Work item:
Write out the listing below word for word.

Record extracts:

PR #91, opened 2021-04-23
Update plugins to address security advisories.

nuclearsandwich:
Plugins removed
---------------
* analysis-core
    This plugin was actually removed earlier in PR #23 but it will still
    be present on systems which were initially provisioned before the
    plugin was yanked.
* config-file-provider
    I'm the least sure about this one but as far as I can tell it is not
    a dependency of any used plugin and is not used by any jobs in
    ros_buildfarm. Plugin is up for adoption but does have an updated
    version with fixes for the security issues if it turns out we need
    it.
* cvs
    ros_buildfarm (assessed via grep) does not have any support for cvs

Task solution:
PR #91, opened 2021-04-23
Update plugins to address security advisories.

nuclearsandwich:
Plugins removed
---------------
* analysis-core
    This plugin was actually removed earlier in PR #23 but it will still
    be present on systems which were initially provisioned before the
    plugin was yanked.
* config-file-provider
    I'm the least sure about this one but as far as I can tell it is not
    a dependency of any used plugin and is not used by any jobs in
    ros_buildfarm. Plugin is up for adoption but does have an updated
    version with fixes for the security issues if it turns out we need
    it.
* cvs
    ros_buildfarm (assessed via grep) does not have any support for cvs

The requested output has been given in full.